The new department head has completely sidelined me, so long story short, I’m job searching but also think my job might be on the line given the dearth of new projects in the pipeline. I would get a pretty hefty severance, so I’m trying to stay calm. On the bright side, I did manage to get Whitaker hired permanently (although he now reports to Trinity), and I’ve done pretty well detaching from the bigger leadership concerns and just focusing on my work and deliverables.

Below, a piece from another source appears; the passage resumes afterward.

PR #3021, opened 2021-04-26
DOCS-#2996: document `modin.backends.base`

dchigarev:
Signed-off-by: Dmitry Chigarev <dmitry.chigarev@intel.com>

3. I keep getting pulled into work that’s not my job

I’m the technical writer from 2021 who kept getting assigned project management tasks on Project Coffeepot, with a project lead who dumped all of his overdue tasks on me. As I mentioned in the comments, I did have to stick it out during Covid. Work slowed immensely, so I just let things ride and completed whatever task came my way.

Post-pandemic, the project lead brought in an entire team — eight people — to do what I was doing. (I’m not exaggerating the number, though the increase was in part because the project lead was an empire builder who planned to take over the department.) I was perfectly happy to turn over the management tasks, but then he gave them my technical documents as well. At that point, I was truly fed up. So I said, “Fine,” went to my manager, and said, “I need a new project.” I’m part of a technical support pool and we get assigned to different projects, and luckily a new effort was starting and I got in on the ground floor.

It’s been wonderful. I am doing technical writing — software requirements, software test docs, all kinds of things — with no project management, and getting plenty of recognition for the quality of my work. The team is great and I’ve been able to learn and grow my skills. I enjoy work every day.

As for Project Coffeepot: two years later, the project lead came to me and stated that the new team had screwed up immensely and asked me to fix it. They were behind on all of the deliverables. I took immense pleasure in stating that I was tied up on my new project and wasn’t available to help.

The project lead eventually transferred to another program — his empire never came to be. The new lead came in and within six months had erased the document backlog, got Project Coffeepot back on schedule, and it’s now nearing completion.

4. Potential employer wants me to disclose medical conditions, including migraines, depression, eczema, and more

I ended up politely withdrawing my candidacy the day you posted my letter. In addition to the health questionnaire, they wanted me to provide a recent blood workup for immunology that I would have had to organize and pay for myself. Normally I might have been fine with that, but this was all before receiving a formal job offer, for essentially an entry-level role that paid less than I wanted. It didn’t seem worth the hassle.

The hospital’s parent company ended up going into administration/receivership just a couple of months later. Apparently they’re $1.6 billion in debt and still looking for a buyer. Probably dodged a bullet.